------ Data for this exercise
PR #91, opened 2022-11-30
Cut 1.8 for the changes to the withGauge function

tomcarste:
Major version bump for the breaking changes in `withGauge`.

### DIFF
------------
Exercise goal
Across all the records above, how many lines hold the word "changes"? Answer with only that number.

Your response
2